By Densil R. Porteous, Executive Director, Stonewall Columbus
Pride Month is a time of joy. A time of resistance. A time of remembrance.
It’s a time when we step boldly into the streets with rainbow flags and fierce love—but also a time when we must look back with clarity and honesty about the moments that shaped our movement—the moments that brought us here.
One such moment happened here in Columbus in 2017.
That year, during the annual Pride march, four Black queer and trans activists—protesting the presence of police and the exclusion of QTBIPOC (Queer and Trans Black, Indigenous, People of Color) voices—were arrested. The incident sparked outrage and deep reflection. We came to know them as the Black Pride Four, but their names, their voices, and their message mattered far more than that label.
I wasn’t in Columbus that day. I was traveling. But even from afar, I felt the gravity of what happened. At the time, I was serving on the Board of Equitas Health, and the ripple effects were immediate. Within and beyond organizational walls, our community was pushed to reckon with itself: to confront how whiteness and power had shaped Pride spaces, and to ask what accountability and equity really looked like.
In the months and years that followed, something remarkable happened. Not perfect. Not finished. But powerful.
Community members came together to do the hard work of transformative justice.
There were circles, conversations, and truth-tellings—like the ones facilitated by Erin Upchurch and Dwayne Steward and memorialized by Kimberly Brazwell in the visually captivating piece titled The Conversation. That image, full of names, patterns, “-isms,” emotions, and bold calls for change, is not just art—it is testimony. A mirror. A blueprint.
And as difficult as that time was, it planted the seeds of transformation.
Since then, we’ve seen shifts in leadership at major LGBTQ+ institutions across our city and state, including Stonewall Columbus, Equitas Health, and Equality Ohio. Leaders who’s intersectional experiences more closely reflect the communities they serve. Leaders who understand intersectionality not as a buzzword, or concept, but as lived reality.
But let me be clear: leadership change is only one part of the journey.
Real transformation is about systems, not just individuals.
It’s about how decisions are made, who is heard, what is funded, and which histories are centered. It’s about how accessible our spaces are. How intentional our partnerships are. How we respond—not just in crisis, but in quiet, everyday choices.
At Stonewall Columbus, I walk into this work every day knowing that the past is present. I feel the weight of the 2017 moment as both caution and calling. I see the shifts we’ve made—our expanded programming, our stronger community partnerships, our ongoing commitment to equity—but I also know we are not done.
The work is ongoing. It always will be.
And that’s not a failure.
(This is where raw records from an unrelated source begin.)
PR #24517, opened 2020-07-10
feat: add webContents.setWindowOpenHandler API

loc:
## API changes:

* ### **Deprecate webContents `new-window` event in favor of `webContents.setWindowOpenHandler(handler)` and `did-create-window`**
  `new-window` is fired _after_ the contents is already created by Chrome. This is a problem when the application wants to prevent that window from being opened, as killing the window during initialization causes many problems and leads to the inevitable crash. Instead, we'll allow cancellation/customization of the new window _before_ it's created. In congress with a change to set WebPreferences via IPC instead of the command line, this allows us to completely* change the child window's BrowserWindowConstructorOptions, even for in-process windows.

   \*With the exception of a few outstanding preferences that we need early in initialization, like `offscreen` and `nodeIntegrationInWorker`. These could be fixed with some effort.

  **Old way:**
  ```javascript
  mainWindow.webContents.on('new-window', (event, url, frameName, disposition, options, additionalFeatures) => {
      Object.assign(options, {
        modal: true,
      });
      childWindow = new BrowserWindow(options);
      event.newGuest = childWindow;
  });

  // or

  mainWindow.webContents.on('new-window', (event, url, frameName, disposition, options, additionalFeatures) => {
      event.preventDefault();
  });
  ```

  **New way:**
  ```javascript
  mainWindow.webContents.setWindowOpenHandler(({ url, frameName }) => {
    return {
      action: 'allow',
      overrideBrowserWindowOptions: {
        modal: true,  
      }
    }
  });
  mainWindow.webContents.on('did-create-window', (win, { url, frameName, options, disposition, additionalFeatures, referrer, postData }) => {
    childWindow = win;
  });

  // or

  mainWindow.webContents.setWindowOpenHandler(({ url, frameName }) => {
    return { action: 'deny' };
  });
  ```

* ### (internal API) `webFrame.getWebPreference(prefName)` 
  Previously, preferences were stuffed into command line switches so that the renderer could look and see what settings it was supposed to be using. However, this wouldn't work for in-process child windows. Instead, we'll stuff Electron preferences into the struct that Chrome already uses for this sort of thing and add an API for the renderer to retreive those preferences. At the moment, only Electron-specific WebPreferences are available for lookup, but it would be easy to add Chromium-defined prefs like defaultFontSize, for example.

  ```javascript
  const { webFrame } = require('electron');
  const isContextIsolationEnabled = webFrame.getWebPreference('contextIsolation');
  ```

## Implementation details:
- Allowing for in-process WebPreference changes

    Prior to this change, WebPreferences were set via the command line, which meant that in-process child windows were forced to inherit WebPreferences from their parent. Now, we overload the Chrome WebPreference struct with our own properties so they are accessible in the renderer (via a new `webFrame.getWebPreference`).

    window-open

- Some behavior changes that make window opening less, um, surprising.
  - Non-security related BrowserWindowConstructorOptions are no longer inherited from the parent. This was confusing when you had to "undo" preferences that may have been set in a different part of your app.
  - window.open `features` keys without values are now interpreted as `true`, to w3c spec.
  - We no longer check for cycles in BrowserWindowOptions. (https://github.com/electron/electron/pull/8340)

#### Checklist

- [x] `npm test` passes

#### Release Notes

Notes: Add setWindowOpenHandler API for renderer-created child windows, and deprecate new-window event.


docs/api/web-contents.md
```diff
@@ -1081,6 +1114,17 @@ Works like `executeJavaScript` but evaluates `scripts` in an isolated context.
 
 Ignore application menu shortcuts while this web contents is focused.
 
+#### `contents.setWindowOpenOverride(handler)`
```
MarshallOfSound, line 1117: `setWindowOpenHandler`? You've even called the parameter `handler` so I think it fits a bit better

docs/api/web-contents.md
```diff
@@ -1081,6 +1114,17 @@ Works like `executeJavaScript` but evaluates `scripts` in an isolated context.
...
+
+* `handler` Function
+  * `details` Object
+    * `url` String - URL passed to `window.open()`
```
MarshallOfSound, line 1121: Can we specify, is this the _resolved_ URL or the string that was passed to that method. i.e. does `windoe.open('/foo')` result in `http://example.com/foo` or just `/foo`

docs/api/window-open.md
```diff
@@ -1,34 +1,57 @@
...
+untrusted content within a renderer. Windows can be created from the renderer in two ways:
+
+- clicking on links or submitting forms adorned with `target=_blank`
+- JavaScript calling `window.open()`
+
+By default, this results in the creation of a
+[`BrowserWindowProxy`](browser-window-proxy.md), a light wrapper around
+`BrowserWindow`.
+
+However, when the `contextIsolation` or `sandbox` (or directly,
```
MarshallOfSound, line 13: This `contextIsolation` comment is incorrect, only `nativeWindowOpen` or `sandbox` (which implies `nativeWindowOpen`) will result in a real Window instance

lib/browser/api/web-contents.ts
```diff
@@ -434,6 +434,28 @@ WebContents.prototype.loadFile = function (filePath, options = {}) {
...
+    const response = this.windowOpenOverrideHandler({ url, frameName });
+
+    switch (typeof response) {
+      case 'boolean':
+        if (response === false) event.preventDefault();
+        return;
+      case 'object':
+        return response;
+      default:
+        throw new TypeError(
```
MarshallOfSound, line 452: This error is uncatchable, we should either just log this or refactor the API so the error is catchable

lib/browser/api/web-contents.ts
```diff
@@ -553,43 +577,60 @@ WebContents.prototype._init = function () {
...
+          frameName,
+          features: rawFeatures
+        }
+      });
+    });
 
-      internalWindowOpen(event, url, referrer, frameName, disposition, mergedOptions, additionalFeatures, postData);
+    let windowOpenOverriddenOptions: BrowserWindowConstructorOptions | null = null;
+    this.on('-will-add-new-contents' as any, (event: any, url: string, frameName: string) => {
+      process.stdout.write('test\ntest\nhere\ncool\n');
```
MarshallOfSound, line 598: Noice

lib/browser/api/web-contents.ts
```diff
@@ -553,43 +577,60 @@ WebContents.prototype._init = function () {
...
+        windowOpenArgs: {
+          url,
+          frameName,
+          features: rawFeatures
+        }
+      });
+    });
 
-      internalWindowOpen(event, url, referrer, frameName, disposition, mergedOptions, additionalFeatures, postData);
+    let windowOpenOverriddenOptions: BrowserWindowConstructorOptions | null = null;
```
MarshallOfSound, line 596: Can we guarantee that there is no possible race condition here?  I'd be concerned that enough `window.open` calls could result in us assigning the wrong `webPreferences` to the new window

lib/browser/api/web-contents.ts
```diff
@@ -553,43 +577,60 @@ WebContents.prototype._init = function () {
...
+    this.on('-will-add-new-contents' as any, (event: any, url: string, frameName: string) => {
+      process.stdout.write('test\ntest\nhere\ncool\n');
+      windowOpenOverriddenOptions = this._callWindowOpenOverride(event, url, frameName);
+      if (!event.defaultPrevented && windowOpenOverriddenOptions) {
+        this._setNextChildWebPreferences({
```
MarshallOfSound, line 601: Same question as above, I'd be way more comfortable with this if we had a test that called `window.open` like 50 times in a row (synchronously) and asserts that the webPrefs end up on the right window.

lib/browser/guest-window-manager.ts
```diff
@@ -0,0 +1,285 @@
...
+import { parseFeatures } from '../common/parse-features-string';
+
+type PostData = LoadURLOptions['postData']
+export type WindowOpenArgs = {
+  url: string,
+  frameName: string,
+  features: string,
+}
+
+const frameNamesToWindow = new Map();
```
MarshallOfSound, line 18: `Map` of what to what? `Map<K, V>`

patches/chromium/allow_in_process_windows_to_have_different_web_prefs.patch
```diff
@@ -0,0 +1,132 @@
...
+diff --git a/content/public/common/web_preferences.cc b/content/public/common/web_preferences.cc
+index b543f98a34266efdb771482c5717042700a47ed0..4ab4ae9855ad470fe8c79de7a294b6630a5f60f6 100644
+--- a/content/public/common/web_preferences.cc
++++ b/content/public/common/web_preferences.cc
+@@ -166,6 +166,27 @@ WebPreferences::WebPreferences()
+       navigate_on_drag_drop(true),
+       v8_cache_options(blink::mojom::V8CacheOptions::kDefault),
+       record_whole_document(false),
++
++      preloads(base::EmptyString()),
```
MarshallOfSound, line 79: `preloads` vs `preload`?

shell/browser/web_contents_preferences.cc
```diff
@@ -397,6 +338,7 @@ void WebContentsPreferences::AppendCommandLineSwitches(
     }
   }
 
+  std::string s;
```
MarshallOfSound, line 341: Noice

shell/browser/electron_browser_client.cc
```diff
@@ -604,13 +604,21 @@ void ElectronBrowserClient::OverrideWebkitPrefs(
                                       ? blink::PreferredColorScheme::kDark
                                       : blink::PreferredColorScheme::kLight;
 
+  auto* web_contents = content::WebContents::FromRenderViewHost(host);
+  auto preloads =
+      SessionPreferences::GetValidPreloads(web_contents->GetBrowserContext());
+  if (!preloads.empty())
+    prefs->preloads = base::JoinString(preloads, kPathDelimiter);
```
MarshallOfSound, line 611: Can we pass this as a vector instead of a weirdly joined string?

shannawhaley0:
in-process-web-prefs

lib/browser/api/web-contents.ts
loc: it's marked as a DRAFT, Sam 😂

shell/browser/web_contents_preferences.cc
loc: This is just moved from L355.

patches/chromium/allow_in_process_windows_to_have_different_web_prefs.patch
loc: I'm preserving the distinction already present between `kPreloadScript` and `kPreloadScripts`

docs/api/web-contents.md
loc: Good point — it is the resolved URL. Will add a note.

lib/browser/api/web-contents.ts
loc: Yes it is guaranteed, since both the `-will-add-new-contents` and `-add-new-contents` are fired sequentially from the blue box in the diagram. Specifically, they are both fired from the same method in Chrome: `WebContents::CreateNewWindow`, in the delegate callbacks for `delegate_->IsWebContentsCreationOverridden` and `delegate_->AddNewContents`.

docs/api/web-contents.md
loc: I think I agree with you, but will let the API WG weigh in before making the change.

shell/browser/api/electron_api_web_contents.cc
```diff
@@ -684,6 +688,15 @@ void WebContents::WebContentsCreatedWithFullParams(
...
   tracker->body = params.body;
+
+  v8::HandleScope scope(isolate());
+  v8::Local<v8::Value> val =
+      gin::ConvertToV8(isolate(), pending_child_web_preferences_);
+  gin_helper::Dictionary dict;
+  gin::ConvertFromV8(isolate(), val, &dict);
+  pending_child_web_preferences_.DictEmpty();
+
+  new WebContentsPreferences(new_contents, dict);
```
loc, line 699: I would very much appreciate a less insane way to do this.

loc:
A couple tests are still failing, but I'm going to get the review ball rolling while I address them.

shell/browser/api/electron_api_web_contents.cc
MarshallOfSound: @loc You can temporarily put the `v8::Value` into a `v8::Global`, that allows it to exist for longer than the stack it was allocated on.

docs/api/web-contents.md
```diff
@@ -1081,6 +1114,17 @@ Works like `executeJavaScript` but evaluates `scripts` in an isolated context.
 
 Ignore application menu shortcuts while this web contents is focused.
 
+#### `contents.setWindowOpenOverride(handler)`
+
+* `handler` Function<Boolean | BrowserWindowConstructorOptions>
+  * `details` Object
+    * `url` String - The _resolved_ version of the URL passed to `window.open()`. e.g. opening a window with `window.open('foo')` will yield something like `https://the-origin/the/current/path/foo`.
+    * `frameName` String - Name of the window provided in `window.open()`
+  Returns `Boolean | BrowserWindowConstructorOptions` - `false` cancels the creation of the new window. `true` results in the default behavior: a window is created. Returning `BrowserWindowConstructorOptions` allows customization of the created window. Returning `undefined` will result in a console error and cancellation of the window.
```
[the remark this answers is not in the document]
loc: I'd argue that the API you've proposed is also odd, and features a magical property with unclear semantics that lack precedent. From the function signature, it's unclear that it's even possible to override the options. It makes use of parameter mutation, which is [widely considered to be bad practice](https://eslint.org/docs/rules/no-param-reassign.html). Whereas in what I've proposed, the semantics are clear and idiomatic: the handler will be passed inputs and return outputs, and those outputs will affect the course of the program. I'd hardly call it magical that the program's response changes given a function's varying return values.

At first blush, it does seem that event semantics would be appropriate, but _notification_ is not the primary goal of this API, _consultation_ is. And there's no real precedent for consultation semantics in javascript that I can think of, because normally it's possible to get consultation with the union of notification (`event.preventDefault()`) and action (`window.doTheThingMyWay()`). But in this case, due to the precariousness of where we've had to hook into Chrome, the program has to take the action, rather than being allowed to delegate to the consumer. I agree that it's not an ideal API, but as so often happens in Electron, the ideal API is technically infeasible.

docs/api/web-frame.md
```diff
@@ -170,6 +170,28 @@ Note that when the execution of script fails, the returned promise will not
 reject and the `result` would be `undefined`. This is because Chromium does not
 dispatch errors of isolated worlds to foreign worlds.
 
+### `webFrame.getWebPreference(prefName)`
```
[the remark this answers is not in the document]
loc: Yeah, I think you're right. I could see value in allowing the renderer to introspect its given webPreferences, but given that only a rather inexplicable subset of the options are available, keeping it internal makes more sense.

patches/chromium/allow_in_process_windows_to_have_different_web_prefs.patch
```diff
@@ -0,0 +1,135 @@
...
+@@ -3097,12 +3101,6 @@ RenderFrameHostDelegate* WebContentsImpl::CreateNewWindow(
+     AddDestructionObserver(new_contents_impl);
+   }
+ 
+-  if (delegate_) {
+-    delegate_->WebContentsCreatedWithFullParams(this, render_process_id,
+-                                                opener->GetRoutingID(),
+-                                                params, new_contents_impl);
+-  }
+-
```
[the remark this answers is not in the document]
loc: Oops, good catch.

lib/browser/api/web-contents.ts
loc: You're right, it needs to be safer. Hmm. Back to the drawing board 🤔

loc: Upon further review, it actually is safe. The reason it's safe is because the params are associated with the new WebContents in `WebContentsCreatedWithFullParams` (our patched version of `WebContentsCreated`) via the `WebContentsPreferences` which associates the WebPreferences with the WebContents by `content::WebContentsUserData`. This is called before the AddNewContents paths branch. Obviously this is not clear enough because we both missed it and I wrote the code 😂 😭  So I'll add some comments for clarity.

jkleinsc:
The @electron/wg-api reviewed this at the August 24, 2020 meeting and decided to defer voting on it.

lib/browser/api/web-contents.ts
nornagon: Is there some way we can make this more direct in the code? It feels very fragile and prone to breaking in obscure situations, especially if the upstream code changes at all.

docs/api/web-contents.md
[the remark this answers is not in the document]
nornagon: I don't think `event.foo = bar` lacks precedent; we do the same thing in sync IPC with `event.returnValue` ([docs](https://www.electronjs.org/docs/api/ipc-main#sending-messages)). FWIW, that API is also present in the web, for instance in the [beforeunload event](https://developer.mozilla.org/en-US/docs/Web/API/Window/beforeunload_event). I'll grant it's unusual, though.

With the return-style API, is there any way to inspect what the default options would be? How would you express e.g. "do the default, but set the x/y coordinates"?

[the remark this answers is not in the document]
loc: Yes, the way to represent it would just be

```
webContents.setWindowOpenOverride(() => ({
  x: 500,
  y: 500,
}))
```

> is there any way to inspect what the default options would be?

It would be the same as creating a new BrowserWindow insofar as there are defaults, but they are inscrutable to the consumer. This is a departure from the way things work now, as I mention in the PR description:

> Non-security related BrowserWindowConstructorOptions are no longer inherited from the parent. This was confusing when you had to "undo" preferences that may have been set in a different part of your app.

lib/browser/api/web-contents.ts
loc: I mean, we could always patch the hell out of Chrome, but I was really trying to avoid that. 

If I could find a more direct way, I definitely would've written it that way 😄 Not to say there isn't one, but it is apparently beyond my ability. I welcome suggestions though!

patches/chromium/allow_in_process_windows_to_have_different_web_prefs.patch
```diff
@@ -0,0 +1,135 @@
...
++  IPC_STRUCT_TRAITS_MEMBER(preload)
++  IPC_STRUCT_TRAITS_MEMBER(native_window_open)
++  IPC_STRUCT_TRAITS_MEMBER(node_integration)
++  IPC_STRUCT_TRAITS_MEMBER(node_integration_in_worker)
++  IPC_STRUCT_TRAITS_MEMBER(node_leakage_in_renderers)
++  IPC_STRUCT_TRAITS_MEMBER(node_integration_in_sub_frames)
++  IPC_STRUCT_TRAITS_MEMBER(enable_spellcheck)
++  IPC_STRUCT_TRAITS_MEMBER(enable_plugins)
++  IPC_STRUCT_TRAITS_MEMBER(enable_websql)
++  IPC_STRUCT_TRAITS_MEMBER(webview_tag)
```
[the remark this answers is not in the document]
loc: I dunno, is there? 😄

typings/internal-electron.d.ts
```diff
@@ -64,6 +64,9 @@ declare namespace Electron {
     equal(other: WebContents): boolean;
     _initiallyShown: boolean;
     browserWindowOptions: BrowserWindowConstructorOptions;
+    _windowOpenHandler: any;
```
miniak, line 67: can we avoid `any` here?

shell/browser/web_contents_preferences.cc
```diff
@@ -506,6 +414,89 @@ void WebContentsPreferences::OverrideWebkitPrefs(
   if (GetAsString(&preference_, "defaultEncoding", &encoding))
     prefs->default_encoding = encoding;
 
+  // // --background-color.
```
miniak, line 417: double comment

patches/chromium/allow_in_process_windows_to_have_different_web_prefs.patch
```diff
@@ -0,0 +1,260 @@
...
+   }
+diff --git a/third_party/blink/public/mojom/webpreferences/web_preferences.mojom b/third_party/blink/public/mojom/webpreferences/web_preferences.mojom
+index ac1099c8fb923184a014bf9cbaa35c496cf85cd9..d9804ff04ec80ca4458d141d3010c29557bb6fd5 100644
+--- a/third_party/blink/public/mojom/webpreferences/web_preferences.mojom
++++ b/third_party/blink/public/mojom/webpreferences/web_preferences.mojom
+@@ -202,6 +202,29 @@ struct WebPreferences {
+   V8CacheOptions v8_cache_options;
+   bool record_whole_document;
+ 
++  // Begin Electron-specific WebPreferences.
```
miniak, line 228: can this be delegated somehow to avoid having to modify the patch when adding new preferences?

nornagon: Asked before: https://github.com/electron/electron/pull/24517#discussion_r463266797

lib/browser/api/web-contents.ts
nornagon: It looks to me like `ShowCreatedWindow` isn't guaranteed to be called after `IsWebContentsCreationOverridden`, not immediately, and not necessarily _ever_.

Here's the way that can happen:
1. Renderer calls [CreateNewWindow](https://source.chromium.org/chromium/chromium/src/+/master:content/renderer/render_view_impl.cc;l=440;drc=04ccda060610036333f90b365e21fa76bbc684b9)
2. Renderer creates a OnceCallback that will call `ShowCreatedWindow`. It passes the callback to...
3. [RenderView::Create](https://source.chromium.org/chromium/chromium/src/+/master:content/renderer/render_view_impl.cc;l=519;drc=04ccda060610036333f90b365e21fa76bbc684b9) (this is guaranteed to happen in all cases). RenderView::Create calls...
4. [RenderView::Initialize](https://source.chromium.org/chromium/chromium/src/+/master:content/renderer/render_view_impl.cc;l=327;drc=929e790ad17a54008b3dac86cbe30751c968c2ce).
5. If `!local_main_frame`, the `ShowCreatedWindow` callback is dropped, and the callback will never be invoked.

I'm not 100% sure of all the cases in which this can occur, but possibly when opening cross-origin windows?

Separately, in the case that `local_main_frame` is true, the callback isn't invoked immediately. Instead, it's [saved](https://source.chromium.org/chromium/chromium/src/+/master:content/renderer/render_widget.cc;l=260;drc=929e790ad17a54008b3dac86cbe30751c968c2ce) in RenderWidget::Initialize, and only later invoked in [RenderWidget::Show](https://source.chromium.org/chromium/chromium/src/+/master:content/renderer/render_widget.cc;l=399;drc=929e790ad17a54008b3dac86cbe30751c968c2ce). The latter is not guaranteed to be called, in particular [if an old window was reused](https://source.chromium.org/chromium/chromium/src/+/master:third_party/blink/renderer/core/page/create_window.cc;l=316;drc=929e790ad17a54008b3dac86cbe30751c968c2ce).

I think the way to trigger this case would be to try to `window.open` twice with the same frame name.

nornagon: I tried opening multiple windows with the same frame name, and also opening multiple cross-origin child windows, and I wasn't able to observe any interleaving.

nornagon: I'm going to resolve this for now. I'd like to add a test for this but I don't really know what to test for. I'm not able to observe any misbehavior currently, and I'm not sure how to anticipate what might trigger misbehavior in the future. Let's be on the lookout for failures in this area in future and be prepared to respond + refactor.

nornagon:
Just collecting the outstanding comments on this PR as it's a long one and there's been a lot of comments. There's just 2 remaining:

1. The thing where you return a boolean or a BrowserWindowConstructorOptions is kinda wonky. https://github.com/electron/electron/pull/24517#discussion_r463133325
2. It sucks to have to patch in our WebPreferences. https://github.com/electron/electron/pull/24517#discussion_r463266797

For (2) I'm okay eating the patch for now, until such a time as we discover or create a better option. It's a reasonably manageable patch.

I've thought about (1) for a while and here are the alternatives I've considered:

1. Use an event, and pass options using a property of the event object.
```js
contents.on('will-create-window', (event) => {
  if (!isAllowed(event.url)) {
    event.preventDefault()
    return
  }
  if (shouldBeModal(event.url)) {
    event.browserWindowOptions = { modal: true }
  }
})
```

This approach has the advantage that it works almost like a normal event: you can cancel it with `preventDefault`, or let it happen by not doing that. However, it's not common in JS for event handlers to mutate the event object. There are a few examples of it in Electron and the Web (e.g. `e.returnValue`), but it's not very discoverable. Additionally, this doesn't allow statically checking that the event handler correctly made a determination on whether the window-open should continue or not.

2. Use an event, and pass a callback that must be called synchronously.
```js
contents.on('will-create-window', (event, createWindow) => {
  if (!isAllowed(event.url)) {
    return
  }
  const options = shouldBeModal(event.url) ? { modal: true } : {}
  createWindow(options)
})
```

This avoids mutating the event argument, but introduces a different difficulty, which is that generally speaking in JavaScript, callback arguments are allowed to be invoked asynchronously. A developer would likely see the above snippet and conclude that it would be OK to call the callback asynchronously if they weren't familiar with the API. There's no way to enforce the must-be-called-synchronously requirement statically, even with TypeScript. Further, there's no way to statically check that the callback is called at most once. And finally, this API doesn't really make sense as an event, as there can be multiple handlers for an event, and it's unclear how those handlers should interact with one another to collaborate on making a decision about opening the window.

3. Use a handler, and pass a callback that must be called synchronously.
```js
contents.setWindowOpenHandler((params, createWindow) => {
  if (isAllowed(params.url)) {
    const options = shouldBeModal(params.url) ? { modal: true } : {}
    createWindow(options)
  }
})
```

This avoids the "many event listeners, how do they cooperate?" issue from (2), but shares the other issues about ensuring at-most-once, synchronous calling of the callback.

4. Use a handler, but return a more descriptive and extensible object.
```js
contents.setWindowOpenHandler((params) => {
  if (!isAllowed(params.url))
    return { action: 'deny' }
  return {
    action: 'allow',
    overrideBrowserWindowOptions: {
      modal: shouldBeModal(params.url)
    }
  }
})
```

This is essentially the same as the current API, but using a different return type. Instead of `bool | BrowserWindowConstructorOptions`, we always return an object, and choose what to do based on the `action` property. Additional parameters can be specified in the object. This is more readable, and also more extensible—we can add further actions or further options for existing actions in future.


---

Other than the slightly awkward ergonomics of the current approach, I see three remaining potential areas we could improve on in the current API design:

1. Composability. The current approach allows only for a single handler per WebContents. There's no built-in option for multiple different parts of the app to register handlers and collaborate (e.g. one handler that checks for blocked origins, another that checks for certain windows that should be started frameless, and a third that checks for repeated popup requests). That would all have to be coordinated within the one handler, or else by a custom coordination system supplied by the app.
2. Extensibility. As it stands, this API can choose to do one of three things: deny the creation of the window, allow the creation of the window, or allow the creation of the window and specify custom options. If, in future, we want to add a fourth option to this list, we'll have some trouble extending the API to accommodate that.
3. Boilerplate. I suspect that the most common usage of this will be to apply the same handler to every web contents. Thus, the app will register an `app.on('web-contents-created')` handler which then sets the handler for every created WebContents. It might be better to provide an option for a catch-all handler.

The handler-based approach with a more descriptive return type (alternative (4) above) improves on the extensibility of the current approach, but is not any more composable. I think alternative (4) is a strict improvement over the current approach.

The event-based approach (alternative (1) above) improves on the handler-based approach on all three of the above qualities. It's an event, so multiple handlers can be registered, and they can cooperate without knowing about each other. We can add further mutable properties to the event in future if needed. And we can add a secondary event emission on `app` after the event has been emitted on `webContents`. And, as a bonus, this is a fairly familiar shape for an API like this to take; there are many others like it in Electron and elsewhere.

I'm still torn between event approach—alternative (1) above—and the return-an-action-object approach—alternative (4) above. The most compelling thing about the handler-based approach, to me, is that it is statically verifiable that the response is synchronous. There's no other statically-checkable way in JS/TS to assert that a result be specified synchronously than with a return value. Additionally, it avoids the awkward mutate-the-event API. However, I'm not sure that outweighs the advantages of the event-based API outlined above. It's a relatively common pattern in JS APIs to have operations that must be handled synchronously (e.g. 'paste' events, IndexedDB transactions, onbeforeunload, calls to preventDefault(), etc.), so I don't think it's unreasonable to require that here. Mutating the event is unusual but not unprecedented.

Thoughts? @electron/wg-api?

nornagon:
I updated the PR to implement alternative (4) as I feel it was an improvement on the previous implementation. Pending https://github.com/electron/docs-parser/pull/46.

jkleinsc:
I'm in favor of approach (4).  Mutating the event feels clunky even if there is precedence to do so.  I also like the declarative nature of the return object on (4).

jkleinsc:

nornagon (approved):

sentialx:
Is it now possible to set `e.newGuest` to a BrowserView?

stewartlord:
@nornagon Is there a way to influence how the new window is created? Specifically, we are looking at how to open into a BrowserView

stewartlord:
@loc @nornagon Just wanted to share an idea that @sentialx and I discussed to add support for browser views. We tried to think of a way to do this without changing too much about the new `setWindowOpenHandler()` API. I'm not sure it's ideal, but it looks like the design is being driven by a requirement to leave creation of the new guest up to electron internally? With that in mind:

```
mainWindow.webContents.setWindowOpenHandler(({ url, frameName }) => {
  return {
    action: 'allow',
    guestType: 'browserView', // default: 'window'
    overrideBrowserViewOptions: {
      ...
    }
  }
});
mainWindow.webContents.on('did-create-browser-view', (view, { url, frameName, options, disposition, additionalFeatures, referrer, postData }) => {
  browserWindow.addBrowserView(view)
  ...
});
```

I believe there might be an outstanding issue re: 'close'? Eryk was going to think about this a bit more and refine the idea, but I wanted to get some initial feedback on the above.

nornagon:
@stewartlord hm, that proposal raises a few concerns for me, specifically it seems difficult to correctly correlate the window open handler invocation with the `did-create-browser-view` event.

However, I like the direction this is going in and to collect discussion I'd encourage you to open a proposal over at https://github.com/electron/governance/tree/master/wg-api/spec-documents (see https://github.com/electron/governance/blob/master/wg-api/spec-documents/api-spec-template.md for a template)

stewartlord:
@nornagon Thanks for the feedback. Eryk had a different idea and opened a PR that should solve the issue with less effort:
https://github.com/electron/electron/pull/26802

pushkin-:
Is there a way with this new paradigm to pend window creation? I only want to create the window if the URL is in my allowlist (whitelist). Currently, I'm preventing the `new-window` event, checking my allowlist asynchronously, and then creating the window.

Is the way to do this using the new paradigm to create the window in a hidden state, then after it's been created, check with the allowlist and close the window if the URL doesn't pass the check; otherwise, show the window? I presume I can do that bit in `mainWindow.webContents.on('did-create-window'` since I expect that can be asynchronous.

nornagon:
There is not. Chromium code forces that a decision about whether to create the window or not be made synchronously.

That’s the truth of progress and justice. Progress isn’t a moment it’s movement—forward. Justice isn’t a destination. It’s a practice. A way of being.
So this Pride Month, I invite us all to do two things:
- Celebrate the joy. – Dance, laugh, love boldly. Our joy is resistance. It always has been.
- Stay accountable to the work. – Remember 2017. Learn from it. Name it. Carry it with you—not as a wound, but as wisdom. As a reminder that visibility without equity is not liberation. That rainbow flags without Black and Brown voices are incomplete. That Pride is protest, memory, and movement all at once.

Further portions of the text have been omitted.